INPUT RECORDS:
PR #13715, opened 2024-08-27
Pandadoc new actions

### LINKED ISSUE #7639: [ACTION] PandaDoc: Download Document
**Download Document**
Required prop of document ID

Optional prop
- watermark_text string
- watermark_color string
- watermark_font_size int
- watermark_opacity float
- separate_files bool

The API Call returns a PDF file - which could just be written to the `/tmp` directory.

The return value would be the path to the file.

A nice feature to add would be an optional prop to allow removing the "Certificate" page from the document (the last page of the PDF). There is a use case in just wanting the original filled document without the certificate. If the user toggled the prop to remove the certificate page it just needs to delete the _last_ page of the PDF.
___
Would also be neat to have a **[Download Protected Document](https://developers.pandadoc.com/reference/download-protected-document)** action which would work the same (slightly different API call) have the same required document ID prop and optional separate_files prop.

https://developers.pandadoc.com/reference/download-document

GTFalcao:
Closes #7639 

I have not fully validated these actions as I am waiting for a response regarding free trial extension on my PandaDoc account.

## Summary by CodeRabbit

- **New Features**
	- Introduced functionality for downloading documents as PDFs, including options for watermark customization.
	- Added capability to download protected documents with enhanced retrieval options.
	- New properties allow users to specify completed document IDs and manage file outputs, including separate files and custom filenames.

- **Bug Fixes**
	- Improved document management and retrieval processes for better user experience.

- **Chores**
	- Updated package version to reflect new features and improvements.
	- Minor updates to action descriptions for clarity and professionalism.


michelle0927 (changes requested):
Looks good, left one comment. Also, you need to update the component versions since the app file was updated.

components/pandadoc/pandadoc.app.mjs
```diff
@@ -23,6 +24,26 @@ export default {
...
+      type: "string",
+      label: "Completed Document Id",
+      description: "Select a completed document or provide its ID",
+      async options() {
+        const response = await this.listDocuments({
+          params: {
+            deleted: false,
+            status: DOCUMENT_STATUS_COMPLETED,
+          },
+        });
```
michelle0927, line 37: Should include pagination:
```suggestion
      async options({ page }) {
        const response = await this.listDocuments({
          params: {
            deleted: false,
            status: DOCUMENT_STATUS_COMPLETED,
            page: page + 1,
          },
        });
```

michelle0927 (changes requested):

components/pandadoc/pandadoc.app.mjs
GTFalcao: Thanks, good catch - I've also added it to all other async options props in this app as an improvement

michelle0927 (dismissed):
LGTM!

michelle0927 (approved):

EXERCISE OBJECTIVE: Beginning at the opening line of the data, transcribe each line exactly until you reach the line with "The return value", which you also include, and go no further.

WRITTEN SOLUTION:
PR #13715, opened 2024-08-27
Pandadoc new actions

### LINKED ISSUE #7639: [ACTION] PandaDoc: Download Document
**Download Document**
Required prop of document ID

Optional prop
- watermark_text string
- watermark_color string
- watermark_font_size int
- watermark_opacity float
- separate_files bool

The API Call returns a PDF file - which could just be written to the `/tmp` directory.

The return value would be the path to the file.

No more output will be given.